(Collected data entries)
·····

PR #15, opened 2020-07-07
Add unwrap phase functionality

### LINKED ISSUE #10: Add unwrap phase functionality
Convert previous implementation of unwrap phase from shimming-toolbox to this python repo.

### LINKED ISSUE #17: Implement prelude wrapper
Allow prelude to be easily called from python. Based off this [shimming-toolbox file](https://github.com/shimming-toolbox/shimming-toolbox/blob/master/misc/prelude.m).

### LINKED ISSUE #23: Bundle prelude as a dependency to run on Travis
To test prelude on Travis, prelude needs to be bundled as a dependency so that Travis can run prelude.

po09i:
This PR is to set up the initial unwrapping structure as well as an unwrapping algorithm (prelude). 

The main purposes of this PRs:
- Add example script: examples/unwrap_script.py
- Implemented one of the uwrapping algorithm: prelude: shimmingtoolbox/unwrap/prelude.py (wrapper)
- Implement tests

Fixes #10 
Fixes #17 
Fixes #23


shimmingtoolbox/unwrap/__init__.py
```diff
@@ -0,0 +1,3 @@
+__version__ = "0.1"
```
jcohenadad, line 1: we only need to mention the version in the main `shimmingtoolbox/__init__.py`, right? otherwise there is duplication

examples/unwrap_script.py
```diff
@@ -0,0 +1,57 @@
...
+import nibabel as nib
+import numpy as np
+import matplotlib.pyplot as plt
+import cmath
+
+
+def main():
+
+    # Import phase
+    phasePath = ""
```
jcohenadad, line 18: we use snake_case for variables, as per [our conventions](https://github.com/shimming-toolbox/shimming-toolbox-py/wiki)

shimmingtoolbox/unwrap/prelude.py
```diff
@@ -0,0 +1,74 @@
...
+    phaseNii = nib.Nifti1Image(np.angle(complexArray[:-1, :-1, 0, 0]), affine)
+    magNii = nib.Nifti1Image(np.abs(complexArray[:-1, :-1, 0, 0]), affine)
+    nib.save(phaseNii, os.path.join(dataSaveDirectory, "rawPhase.nii"))
+    nib.save(magNii, os.path.join(dataSaveDirectory, "mag.nii"))
+
+    # Fill options
+    options = " "
+
+    if isUnwrappingIn2D:
+        options = options + "-s "
```
gab-berest, line 42: You could use the += operator in Python. It is optimized for this kind of operation.

shimmingtoolbox/unwrap/prelude.py
```diff
@@ -0,0 +1,74 @@
...
+    if not mask.all() == -1:
+        assert mask.shape == complexArray.shape, "Mask must be the same shape as the array"
+        maskNii = nib.Nifti1Image(mask, affine)
+
+        options = options + "-m "
+        options = options + os.path.join(dataSaveDirectory, "mask.nii")
+        nib.save(maskNii, os.path.join(dataSaveDirectory, "mask.nii"))
+
+    # Unwrap
+    unwrapCommand = "prelude -p " + os.path.join(dataSaveDirectory, "rawPhase") + " -a " + \
```
gab-berest, line 54: For this type of concatenation, I prefer to use the .format() function. It helps to see what are the types that you need to put in your string (like %d for integer or %f for float) and control how it is presented to make sure that no new version of Python can implicitly change how your string is formatted.

examples/unwrap_script.py
```diff
@@ -0,0 +1,79 @@
...
+from shimmingtoolbox.unwrap import unwrap_phase
+
+
+def main():
+
+    # Download example data
+    url = 'https://github.com/shimming-toolbox/data-testing/archive/r20200709.zip'
+    filename = 'data-testing.zip'
+    # TODO: replace with download function
+    os.system('curl -o {} -L {}'.format(filename, url))
```
gab-berest, line 26: For a replace download function, there is the url.request.urlopen(url) function that will do that.

examples/unwrap_script.py
```diff
@@ -0,0 +1,84 @@
...
+    with ZipFile(filename, 'r') as zipObj:
+        # Extract all the contents of zip file in current directory
+        zipObj.extractall()
+    os.remove(filename)
+    # TODO: use systematic name for data-testing (could be in metadata of shimmingtoolbox
+    path_data = glob.glob('data-test*')[0]
+
+    # Open phase data
+    fname_phases = glob.glob(os.path.join(path_data, 'sub-fieldmap', 'fmap', '*phase*.nii.gz'))
+    nii_phase_e1 = nib.load(fname_phases[0])
```
gab-berest, line 37: When hardcoding indexes in an array, try to validate the length or number to check if it correctly took 2 spaces. If there's one missing, it will raise an error so it should be fine, but if it parses wrongly and creates 3 wrong fname_phases, you might have weird behaviors.

```suggestion
    if len(fname_phases) > 2:
        raise IndexError('Phase data parsing is wrongly parsed or something like this')
    nii_phase_e1 = nib.load(fname_phases[0])
```

examples/unwrap_script.py
```diff
@@ -0,0 +1,84 @@
...
+    nii_mag_e2 = nib.load(fname_phases[1])
+
+    # TODO: Convert to a function b0_map
+    # phasediff: (matlab code for 2 echoes)
+    # Z1(:,:,:) = mag_data(:,:,:,1).*exp(1i*ph_data(:,:,:,1));
+    # Z2(:,:,:) = mag_data(:,:,:,2).*exp(1i*ph_data(:,:,:,2));
+    # atan2(imag(Z1(:,:,:).*conj(Z2(:,:,:))),real(Z1(:,:,:).*conj(Z2(:,:,:))));
+    # Convert to radians (Assumes there are wraps)
+    phase_diff = - np.min(phase_diff) + phase_diff
+    phase_diff = phase_diff / 4096 * 2 * np.pi - np.pi
```
gab-berest, line 55: There's the built-in and optimised numpy.interp funciton in numpy that does this directly:
```suggestion
    MAX_PHASE = 4096
    MIN_PHASE = 0
    phase_diff = np.interp(phase_diff, [MIN_PHASE, MAX_PHASE], [-np.pi, np.pi] )
```

Like this, it scales between -np.pi and np.pi, assigning MIN_PHASE to -np.pi and MAX_PHASE to np.pi. I'm not sure why you substract the minimum before hand so I'll let you rearrange the function with what you need.

examples/unwrap_script.py
```diff
@@ -0,0 +1,84 @@
...
+    plt.subplot(1, 2, 1)
+    plt.imshow(np.angle(complex_array[:-1, :-1, 0]))
+    plt.title("Wrapped")
+    plt.colorbar()
+    plt.subplot(1, 2, 2)
+    plt.imshow(unwrapped_phase[:-1, :-1, 0])
+    plt.title("Unwrapped")
+    plt.colorbar()
+    # plt.show()
+    plt.savefig("myplot.png")
```
gab-berest, line 80: Maybe give it a more significant name? You could eventually name them unwrap_phase_plot_ii.png and check the last ii that was written and increment it by one. Or better, suffix the date of the creation of the plot.

examples/unwrap_script.py
```diff
@@ -0,0 +1,84 @@
...
+    phase_diff = - np.min(phase_diff) + phase_diff
+    phase_diff = phase_diff / 4096 * 2 * np.pi - np.pi
+
+    # TODO: create mask (probably in script)
+    # Call SCT or user defined mask
+    # mask = np.ones(phase_diff.shape)
+
+    complex_array = nii_mag_e1.get_fdata() * np.exp(1j * phase_diff)
+    affine = nii_phase_e1.affine
+    unwrap_function = "prelude"
```
gab-berest, line 63: Why save prelude in a variable and not just call it directly in the function?

shimmingtoolbox/unwrap/prelude.py
```diff
@@ -0,0 +1,81 @@
...
+    # Fill options
+    options = " "
+
+    if is_unwrapping_in_2d:
+        options += "-s "
+
+    # Add mask data and options if there is a mask provided
+    if not np.any(mask == -1):
+        # TODO: Make sure values are either 1 or 0
+        assert mask.shape == complex_array.shape, "Mask must be the same shape as the array"
```
gab-berest, line 55: `assert` is mostly for debugging. You should try to raise instead or find a way to work arround this problem instead.

shimmingtoolbox/unwrap/prelude.py
```diff
@@ -0,0 +1,81 @@
...
+
+        options += "-m "
+        options += os.path.join(data_save_directory, "mask.nii")
+        nib.save(mask_nii, os.path.join(data_save_directory, "mask.nii"))
+
+    # Unwrap
+    unwrap_command = "prelude -p {} -a {} -o {} {}".format(os.path.join(data_save_directory, "rawPhase"),
+                                                           os.path.join(data_save_directory, "mag"),
+                                                           path_2_unwrapped_phase, options)
+    os.system(unwrap_command)
```
gab-berest, line 66: As @kousu mentioned, you should try to avoid using os.system command:
```suggestion
    subprocess.run(['prelude', '-p ',os.path.join(data_save_directory, "rawPhase") , '-a', os.path.join(data_save_directory, "mag"), '-o',path_2_unwrapped_phase, options ], check=True)
```
Sorry for going against what I said previously.

shimmingtoolbox/unwrap/unwrap_phase.py
```diff
@@ -0,0 +1,53 @@
...
+
+    Returns:
+        numpy.ndarray: 3D array with the shape of `complex_array` of the unwrapped phase output from prelude
+
+    Raises:
+        Exception: complex array does not have 2,3,4,5 dimensions
+        Exception: unwrapping algorithm in `unwrap_function` is not supported
+    """
+    unwrapped_phase = np.empty(complex_array.shape, np.complex)
+    if unwrap_function == "prelude":
```
gab-berest, line 32: If this part is meant to have multiple unwrap_function, a better practice would be to create separate functions for each unwrap_function and save them in a dictionary with the unwrap_function as a key. Then in the function unwrap_phase you would just need to call it with the correct arguments: https://github.com/shimming-toolbox/shimming-toolbox-py/pull/18#discussion_r453138872
```suggestion
unwrap_functions = {
    'prelude' = unwrap_prelude,
    'other unwrap' = unwrap_other,
}

unwrapped_phase = unwrap_functions[unwrap_function](complex_array, affine, mask)
```
Also the dimension checks should be in the prelude function instead of here, the user function should not be aware of the different ways to give arguments. It should only give the inputs necessary and if the format is not adequate, then return an exception. Also, if someone wants only to use the prelude function for XY reason, he would have to redo all these checks and it results in duplicated code.

gab-berest: If we add another unwrapper then, we would have to rewritte these checks for the other unwrapper function. So another solution is to reshape the complexe_array beforehand and pass it to the function and adapt the function so it can take any of these shapes. I'll think of how later on.

examples/unwrap_script.py
po09i: Used request.get since `urllib.request.urlopen(url)` threw an error, "certificate error"

examples/unwrap_script.py
po09i: Not sure why but using `phase_diff = np.interp(phase_diff, [0, 4096], [-np.pi, np.pi])` does not work, as I already have it working another way i'll leave it be.

shimmingtoolbox/unwrap/unwrap_phase.py
po09i: From what I remember, previous discussions settled on having unwrappers that have as inputs (x,y,z) and dealing with echoes and acqs in the parent function. II'm open to revisit the question though.
[Comment](https://github.com/shimming-toolbox/shimming-toolbox/pull/131#discussion_r443025788) I'm referring to

examples/unwrap_script.py
jcohenadad: no problem on my end:
~~~
Python 3.7.3 (default, Mar 27 2019, 16:54:48) 
>>> import urllib.request
>>> urllib.request.urlopen(url)
<http.client.HTTPResponse object at 0x102242b70>
~~~
@po09i could you output the full syntax + output you got?

po09i: Input:
```
import urllib.request
url = 'https://github.com/shimming-toolbox/data-testing/archive/r20200709.zip'
urllib.request.urlopen(url)
```
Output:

·····

ABOUT THIS EXERCISE:
Your task is to return each line of the data above that contains the string "LINKED".

REPLY:
### LINKED ISSUE #10: Add unwrap phase functionality
### LINKED ISSUE #17: Implement prelude wrapper
### LINKED ISSUE #23: Bundle prelude as a dependency to run on Travis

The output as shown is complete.